TASK DETAILS: Return all lines below containing the word "mcranmer".

TASK DATA:

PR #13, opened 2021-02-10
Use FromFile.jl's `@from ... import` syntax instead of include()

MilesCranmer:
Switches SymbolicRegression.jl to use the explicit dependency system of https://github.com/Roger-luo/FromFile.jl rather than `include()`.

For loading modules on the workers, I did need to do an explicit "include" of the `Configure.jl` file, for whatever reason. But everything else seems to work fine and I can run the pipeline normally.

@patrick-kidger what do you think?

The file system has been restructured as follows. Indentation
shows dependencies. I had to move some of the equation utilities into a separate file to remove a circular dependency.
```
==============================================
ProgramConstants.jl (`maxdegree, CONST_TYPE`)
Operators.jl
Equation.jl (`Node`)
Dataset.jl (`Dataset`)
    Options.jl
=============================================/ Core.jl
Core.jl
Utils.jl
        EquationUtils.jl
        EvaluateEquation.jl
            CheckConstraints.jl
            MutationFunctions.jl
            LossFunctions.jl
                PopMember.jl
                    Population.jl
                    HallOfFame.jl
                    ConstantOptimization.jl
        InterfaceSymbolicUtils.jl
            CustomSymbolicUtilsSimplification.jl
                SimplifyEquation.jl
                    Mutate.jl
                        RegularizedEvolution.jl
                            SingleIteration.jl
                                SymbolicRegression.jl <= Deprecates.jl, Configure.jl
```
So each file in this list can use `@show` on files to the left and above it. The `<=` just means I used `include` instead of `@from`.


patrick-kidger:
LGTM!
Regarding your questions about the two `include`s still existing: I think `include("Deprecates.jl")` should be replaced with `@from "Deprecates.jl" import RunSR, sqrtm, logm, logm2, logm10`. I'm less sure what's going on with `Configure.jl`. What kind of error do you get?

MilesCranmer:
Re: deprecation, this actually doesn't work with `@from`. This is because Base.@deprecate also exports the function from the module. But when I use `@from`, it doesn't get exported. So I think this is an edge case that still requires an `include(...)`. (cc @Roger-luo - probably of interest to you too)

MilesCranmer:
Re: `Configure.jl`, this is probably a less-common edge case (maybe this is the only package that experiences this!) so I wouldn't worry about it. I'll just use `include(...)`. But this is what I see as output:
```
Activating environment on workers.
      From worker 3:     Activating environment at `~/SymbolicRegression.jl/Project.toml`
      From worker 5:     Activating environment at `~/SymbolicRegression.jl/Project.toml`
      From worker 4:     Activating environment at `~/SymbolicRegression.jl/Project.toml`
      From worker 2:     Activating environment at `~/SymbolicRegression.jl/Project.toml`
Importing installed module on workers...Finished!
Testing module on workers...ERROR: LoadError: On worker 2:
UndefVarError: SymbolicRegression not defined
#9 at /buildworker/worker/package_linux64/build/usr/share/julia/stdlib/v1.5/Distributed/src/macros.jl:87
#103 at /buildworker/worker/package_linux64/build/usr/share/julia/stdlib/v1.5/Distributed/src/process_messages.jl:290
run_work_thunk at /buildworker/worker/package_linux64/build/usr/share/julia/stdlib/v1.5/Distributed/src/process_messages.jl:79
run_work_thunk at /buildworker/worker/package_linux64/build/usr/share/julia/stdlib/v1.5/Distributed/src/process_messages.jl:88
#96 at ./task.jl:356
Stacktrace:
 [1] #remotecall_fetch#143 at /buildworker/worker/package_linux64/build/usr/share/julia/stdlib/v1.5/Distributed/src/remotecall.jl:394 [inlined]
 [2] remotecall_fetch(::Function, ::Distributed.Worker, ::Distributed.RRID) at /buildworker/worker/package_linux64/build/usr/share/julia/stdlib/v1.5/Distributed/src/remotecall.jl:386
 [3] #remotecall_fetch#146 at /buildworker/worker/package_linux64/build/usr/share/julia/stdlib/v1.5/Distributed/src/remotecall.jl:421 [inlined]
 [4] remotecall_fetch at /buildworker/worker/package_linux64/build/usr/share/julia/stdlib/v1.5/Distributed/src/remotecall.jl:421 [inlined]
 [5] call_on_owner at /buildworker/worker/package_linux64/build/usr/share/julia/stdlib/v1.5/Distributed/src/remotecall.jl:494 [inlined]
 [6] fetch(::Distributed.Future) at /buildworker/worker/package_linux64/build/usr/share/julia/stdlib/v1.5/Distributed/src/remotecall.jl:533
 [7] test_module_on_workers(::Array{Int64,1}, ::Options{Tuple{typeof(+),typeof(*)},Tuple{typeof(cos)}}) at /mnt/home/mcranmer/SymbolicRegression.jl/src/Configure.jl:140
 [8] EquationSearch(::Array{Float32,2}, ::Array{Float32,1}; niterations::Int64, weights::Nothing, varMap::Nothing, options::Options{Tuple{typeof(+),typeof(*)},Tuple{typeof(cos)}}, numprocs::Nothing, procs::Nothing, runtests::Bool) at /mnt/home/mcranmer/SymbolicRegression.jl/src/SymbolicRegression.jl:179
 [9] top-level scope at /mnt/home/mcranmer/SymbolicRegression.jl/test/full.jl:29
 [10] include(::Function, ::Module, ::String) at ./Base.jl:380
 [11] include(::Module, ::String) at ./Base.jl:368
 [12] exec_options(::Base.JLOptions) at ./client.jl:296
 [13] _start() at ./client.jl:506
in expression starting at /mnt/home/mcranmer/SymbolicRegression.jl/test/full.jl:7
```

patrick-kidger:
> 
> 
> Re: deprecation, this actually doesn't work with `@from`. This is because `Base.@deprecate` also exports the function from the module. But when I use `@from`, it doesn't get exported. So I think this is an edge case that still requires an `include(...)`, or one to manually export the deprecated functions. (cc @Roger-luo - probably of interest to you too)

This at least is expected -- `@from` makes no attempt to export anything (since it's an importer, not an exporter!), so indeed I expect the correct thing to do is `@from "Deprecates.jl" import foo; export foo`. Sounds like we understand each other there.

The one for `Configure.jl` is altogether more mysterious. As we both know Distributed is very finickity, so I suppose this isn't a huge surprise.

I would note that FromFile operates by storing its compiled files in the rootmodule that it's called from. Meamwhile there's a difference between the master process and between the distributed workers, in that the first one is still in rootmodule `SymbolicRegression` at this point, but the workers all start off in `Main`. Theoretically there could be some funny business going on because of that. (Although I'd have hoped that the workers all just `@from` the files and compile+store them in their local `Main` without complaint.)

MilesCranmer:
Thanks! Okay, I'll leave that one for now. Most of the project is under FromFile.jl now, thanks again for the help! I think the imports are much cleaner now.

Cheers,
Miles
--
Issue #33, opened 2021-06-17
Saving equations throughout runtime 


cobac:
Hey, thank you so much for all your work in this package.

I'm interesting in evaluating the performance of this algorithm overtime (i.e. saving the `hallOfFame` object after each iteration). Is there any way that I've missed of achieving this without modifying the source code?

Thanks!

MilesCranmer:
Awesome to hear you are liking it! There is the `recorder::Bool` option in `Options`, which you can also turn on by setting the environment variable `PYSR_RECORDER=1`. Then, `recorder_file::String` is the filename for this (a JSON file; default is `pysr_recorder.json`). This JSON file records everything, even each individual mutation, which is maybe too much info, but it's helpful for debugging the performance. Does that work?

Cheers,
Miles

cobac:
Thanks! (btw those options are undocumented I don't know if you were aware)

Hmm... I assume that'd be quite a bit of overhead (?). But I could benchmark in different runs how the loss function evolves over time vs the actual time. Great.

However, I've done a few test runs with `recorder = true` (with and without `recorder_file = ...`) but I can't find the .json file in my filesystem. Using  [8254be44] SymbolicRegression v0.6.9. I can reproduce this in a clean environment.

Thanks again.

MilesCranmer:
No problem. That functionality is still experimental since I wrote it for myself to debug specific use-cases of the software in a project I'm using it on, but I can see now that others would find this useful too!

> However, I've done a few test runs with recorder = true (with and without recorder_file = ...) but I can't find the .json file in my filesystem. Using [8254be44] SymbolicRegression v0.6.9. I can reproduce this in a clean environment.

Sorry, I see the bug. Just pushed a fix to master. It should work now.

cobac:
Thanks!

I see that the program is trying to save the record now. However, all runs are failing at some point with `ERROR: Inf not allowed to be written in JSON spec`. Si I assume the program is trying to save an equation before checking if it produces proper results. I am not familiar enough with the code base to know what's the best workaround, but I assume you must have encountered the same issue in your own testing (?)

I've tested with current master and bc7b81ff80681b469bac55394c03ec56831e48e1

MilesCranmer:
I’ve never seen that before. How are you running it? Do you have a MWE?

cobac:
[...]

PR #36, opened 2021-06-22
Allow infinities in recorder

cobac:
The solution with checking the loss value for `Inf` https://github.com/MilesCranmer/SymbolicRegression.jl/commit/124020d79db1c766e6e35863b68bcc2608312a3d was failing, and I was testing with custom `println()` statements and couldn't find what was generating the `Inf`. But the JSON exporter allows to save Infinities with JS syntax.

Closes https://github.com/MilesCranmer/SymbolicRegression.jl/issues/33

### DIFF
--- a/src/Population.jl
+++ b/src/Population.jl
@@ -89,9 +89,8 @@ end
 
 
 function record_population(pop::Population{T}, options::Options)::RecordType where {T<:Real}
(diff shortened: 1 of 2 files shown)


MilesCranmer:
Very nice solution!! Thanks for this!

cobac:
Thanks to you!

EXPECTED ANSWER:
 [7] test_module_on_workers(::Array{Int64,1}, ::Options{Tuple{typeof(+),typeof(*)},Tuple{typeof(cos)}}) at /mnt/home/mcranmer/SymbolicRegression.jl/src/Configure.jl:140
 [8] EquationSearch(::Array{Float32,2}, ::Array{Float32,1}; niterations::Int64, weights::Nothing, varMap::Nothing, options::Options{Tuple{typeof(+),typeof(*)},Tuple{typeof(cos)}}, numprocs::Nothing, procs::Nothing, runtests::Bool) at /mnt/home/mcranmer/SymbolicRegression.jl/src/SymbolicRegression.jl:179
 [9] top-level scope at /mnt/home/mcranmer/SymbolicRegression.jl/test/full.jl:29
in expression starting at /mnt/home/mcranmer/SymbolicRegression.jl/test/full.jl:7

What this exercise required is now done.